Tragwerkskonstruktion

Sonstige

Anzahl der Vollgeschosse

3- bis 5-geschossig

Beschreibung

Objektbeschreibung

Die Masterthesis „Wohnsuffizienz als Beitrag zur Wohnwende“ untersucht am Beispiel des Regensburger Einfamilienhausgebiets Königswiesen-Süd, wie Wohnen unter den Bedingungen von Klimawandel, Flächenknappheit und veränderten Lebensformen langfristig bezahlbar und nachhaltig gestaltet werden kann. Ausgangspunkt der Arbeit ist die These, dass Suffizienz - verstanden als angemessener und effizienter Umgang mit der ressource Raum - ein wesentliches Instrument zur Transformation des vorhandenen Wohnungsbestands darstellt.
Im Zentrum steht der große Einfamilienhausbestand, der in Regensburg rund ein Drittel aller Wohnungebäude ausmacht, zugleich jedoch flächen- und ressourcenintensiv ist und häufig ineffizient genutzt wird. Die Arbeit untersucht die räumlichen, baulichen und sozialen Potenziale dieses Quartiers und entwickelt Strategien, wie durch behutsame Nachverdichtung, Umnutzung, ergänzende gemeinschaftliche Funktionen und alternative Wohnformen neue Wohnqualitäten entstehen können, ohne den Bestand zu ersetzen.

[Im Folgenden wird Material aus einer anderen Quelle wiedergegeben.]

PR #2851, opened 2021-10-09
LGTM.com errors

DimitriPapadopoulos:
Fix part of these LGTM.com errors:
https://lgtm.com/projects/g/nltk/nltk/?severity=error

### DIFF
--- a/nltk/internals.py
+++ b/nltk/internals.py
@@ -238,7 +238,7 @@ def read_str(s, start_position):
             break
 
     # Process it, using eval.  Strings with invalid escape sequences
-    # might raise ValueEerror.
+    # might raise ValueError.
     try:
         return eval(s[start_position : match.end()]), match.end()
     except ValueError as e:
--- a/nltk/internals.py
+++ b/nltk/internals.py
@@ -242,7 +242,7 @@ def read_str(s, start_position):
     try:
         return eval(s[start_position : match.end()]), match.end()
     except ValueError as e:
-        raise ReadError("invalid string (%s)" % e) from e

Methodisch verbindet das Projekt Archivrecherche, städtebauliche und typologische Bestandsanalysen sowie qualitative Feldstudien im Quartier. Auf dieser Grundlage werden räumliche Strategien entwickelt, die auf die spezifischen Bedingungen des Ortes reagieren und eine differenzierte Transformation bestehender Strukturen ermöglichen. Die Arbeit versteht sich damit als Beitrag zu einer zukunftsfähigen Wohnkultur im transformierten Bestand und zu einer sozial wie ökologisch tragfähigen Stadtentwicklung.

Die Häuser der Zukunft sind bereits gebaut!

Die Herausforderung besteht darin, sie neu zu denken und so effizient wie möglich so lange wie möglich zu nutzen.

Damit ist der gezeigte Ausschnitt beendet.